**Task statement**
Produce an exact copy of the lines below, starting at the first and ending with the line containing "-5,6 +5,14 @@".

Stored items:
PR #1015, opened 2024-02-02
ENH: Run the CMake CI only when relevant files are modified

younesbelkada:
As per title

cc @Titus-von-Koeller @akx @wkpark 

Similar PR as: https://github.com/huggingface/trl/pull/1309

### DIFF
--- a/.github/workflows/cmake.yml
+++ b/.github/workflows/cmake.yml
@@ -5,6 +5,14 @@ on:
     branches: [ "main" ]
   pull_request:
     branches: [ "main" ]
+    paths:
+      # Run only when relevant files are modified
+      - "csrc/**"
+      - "include/**"
+      - "bitsandbytes/**"
+      - ".github/**.yml"
+      - "tests/**"
+
 
 concurrency:
   group: cmake-${{ github.ref }}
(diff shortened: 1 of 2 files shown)


younesbelkada:
Turns out this simply filters out PRs that touches certain files, but it will still trigger the CI on each commit in case that condition is not met. For changing the behaviour to inspect each commit, we need a more elaborated workflow and I am not sure it is something we 100% want for now

akx:
I'm not sure this is worth it right now. I foresee it'll bite us when CI is unexpectedly not run when it should because someone reorganizes the repo and doesn't know this filter list is there.

Titus-von-Koeller:
I would really like to have this, but it's not a top prio. @wkpark and @rickardp do you see any issues with this approach or something similar?

It just seems so wasteful to run on every commit, unless it's really needed.

rickardp:
I added this too, because the docs were updated a lot. But maybe it would be better to turn it around and exclude patterns instead?

Titus-von-Koeller:
ah, I see, you mean #1051

I hadn't had time to review all the open PRs, due to needing to concentrate on other ongoing work.

rickardp:
What is in this PR is already merged. Note that this PR references a different file.

I think it is worth considering reversing the pattern to avoid that a file structure change causes workflows not to run. But there are downsides to that approach too.

younesbelkada:
Thanks everyone for the clarification ! I just closed the PR :D

PR #996, opened 2024-01-30
CUDA setup cleanup

akx:
This follows up on #873 (and #703/#527) to slightly clean up the CUDA setup and diagnostics code.

The last commit is the most interesting code-wise; #703/#527 added the sensible-enough behavior to sort CUDA version strings as sequences of integers, but since the retval was again re-sorted in `evaluate_cuda_setup()`, the sort was a no-op.
This removes the "dumber" sort from `evaluate_cuda_setup()`.

PR #1017, opened 2024-02-02
Fix usage of BNB_CUDA_VERSION for manual override

matthewdouglas:
I'm aware of related PRs like #996, but for now I needed to make a couple smaller changes in order to do some testing when building against CUDA versions that don't match the PyTorch distributions.


akx (approved):

matthewdouglas:
Closing in favor of #996.

PR #1019, opened 2024-02-03
CI: split workflows

wkpark:
split cmake workflows into several jobs, based on #949, #947 @rickardp and @akx's workflows work.

 * [x] split build job into shared-libs, shared-cuda, wheels jobs.
 * [x] add ubuntu aarch64 build.
 * [x] reduce `environment-bnb.yml` package dependency to reduce build time.


Titus-von-Koeller:
Thanks very much @wkpark! yes, makes sense to split it out.

PR #1025, opened 2024-02-03
[Portability] Add build artifacts to .gitignore

rickardp:
Code change broken out from PR https://github.com/TimDettmers/bitsandbytes/pull/949 to keep this change separate from the portability/pipelines in that PR.

Currently running cmake produces changes to version controlled files. This PR adds build output and cmake cache files to .gitignore.

### DIFF
--- a/.gitignore
+++ b/.gitignore
@@ -23,6 +23,9 @@ bitsandbytes.dir/
 Debug/
 Release/
 
+# IDE local files
+.vs/
+
 # Distribution / packaging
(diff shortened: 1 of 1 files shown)


matthewdouglas:
While we're at it can we add `.vs/` as well for files created in Visual Studio too? I was going to open a similar PR to this but you beat me to it :)

younesbelkada (approved):
Makes sense, thanks !

PR #1028, opened 2024-02-04
Fixed VS Code format on save

rickardp:
There is a pipeline linter now that checks that the files are correctly formatted.

This PR will make VS Code format the files correctly on save.

The .editorconfig should work with most IDEs.


rickardp:
There is now two code formatters configured for this project: Yapf and Ruff. Would it make sense to align on one of them?

akx:
This repo isn't using `ruff format` (or `black`) for Python files; the Yapf configuration file was just copied over here but it too has never been actually run.
There [was discussion about code formatting in another PR, but no concrete decision was made](https://github.com/TimDettmers/bitsandbytes/pull/994#issuecomment-1915968196). (I'd prefer `ruff format` with a line-length of, say, 120.)

This change is fine, though, running the Ruff _lint_ autofixes via VSCode and having a compliant `editorconfig` is a great DX improvement.

akx (approved):
👍

rickardp:
> This repo isn't using `ruff format` (or `black`) for Python files; the Yapf configuration file was just copied over here but it too has never been actually run. There [was discussion about code formatting in another PR, but no concrete decision was made](https://github.com/TimDettmers/bitsandbytes/pull/994#issuecomment-1915968196). (I'd prefer `ruff format` with a line-length of, say, 120.)
> 
> This change is fine, though, running the Ruff _lint_ autofixes via VSCode and having a compliant `editorconfig` is a great DX improvement.

Yeah, I just learned of Ruff from your PR actually. I've always been using black, but Ruff is lightning fast and seems to share the same no-bikeshedding design goal, which I really like. I actually thought Ruff was running formatting via the pre-commit toolchain as it wanted to delete duplicate linefeeds etc, but I did not look into it further. I agree that Ruff seems like a good choice, and I do think that running a complete Python format-on-save would be a quality of life improvement

akx:
Yeah, Ruff has two personas, as it were: the linter, which has most of flake8's rules implemented, but notably not the whitespace rules just yet (there's a PR pending for that though: https://github.com/astral-sh/ruff/pull/9266) _and_ a Black-compatible formatter, which _also_ cleans up whitespace to adhere to the same rules, but there's no way to apply just that part of the formatter (for technical raisins). There's a clear usecase for only wanting (part of) the whitespace rules instead of the wholesale reformatting that the formatter would apply too :)

Titus-von-Koeller:
Hey @rickardp,

thanks for the PR. This useful.

Titus-von-Koeller:
@akx

Actually, I had posted an update with a decision to go forward with the black / ruff format approach and deprecate yapf.

See https://github.com/TimDettmers/bitsandbytes/pull/994#issuecomment-1922125255

We should also set up a c-format formatter for C/C++/CUDA.


Thanks a lot both! This kind of work will make it much easier for everyone to collaborate and contribute.

I ll be back from vacation in a week.

PR #1328, opened 2024-08-20
Cuda source cleanup , refactor and fixes

abhilash1910:
This is a draft Pr for cleanup of cuda kernels, refactor template assignments and fix some AOT issues. 
The cuda kernels have some scope of cleanup in terms of redundant code pathways and unused methods.
cc @matthewdouglas , @Titus-von-Koeller 
@TimDettmers (pinging for awareness).


matthewdouglas:
Thanks! We actually just recently were discussing some cleanup here so this fits nicely timing-wise!

Titus-von-Koeller:
@abhilash1910

Thanks for the PR, really appreciate the pro-activity in helping us clean things up!

I just had a chat with Tim and he reviewed the PR and said everything looks good to him.

I see you put the PR as draft, are there any more changes coming or can wrap things up?

abhilash1910:
Hi @Titus-von-Koeller , I am planning to wrap this up in a couple of hours from now. 
Will ping you . Thanks

csrc/ops.cu
```diff
@@ -693,9 +673,9 @@ template <typename T> void gemm_host(int m, int n, int k, T * A,  T* B,  T * out
 	//cout << m << endl;
 	//cout << n << endl;
 	//cout << k << endl;
-  //if(bits == 32)
+  if(bits == 32)
     //gemm_device<T, 32, 128><<< num_blocks, 128, 0, 0 >>>(m,  n,  k, A,  B,  out, lda, ldb, ldc);
-    //gemm_device<T, 32, 32><<< num_blocks, 32, 0, 0 >>>(m,  n,  k, A,  B,  out, lda, ldb, ldc);
+    gemm_device<T, 32, 32><<< num_blocks, 32, 0, 0 >>>(m,  n,  k, A,  B,  out, lda, ldb, ldc);
```
matthewdouglas, line 678: Is there a particular issue this is addressing? I think we're likely to deprecate this anyway, but would be good to know more about expected impact in the meantime.

abhilash1910: Yes I was thinking about removing the 32 bit gemm_device template altogether as well. Similar case is in gemm_4 bit_inference . Since the template implementation is there in kernels.cu, I had uncommented this . But in reality this & the equivalent template invocation can be done away with . What do you suggest?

**Result of the task**
PR #1015, opened 2024-02-02
ENH: Run the CMake CI only when relevant files are modified

younesbelkada:
As per title

cc @Titus-von-Koeller @akx @wkpark 

Similar PR as: https://github.com/huggingface/trl/pull/1309

### DIFF
--- a/.github/workflows/cmake.yml
+++ b/.github/workflows/cmake.yml
@@ -5,6 +5,14 @@ on:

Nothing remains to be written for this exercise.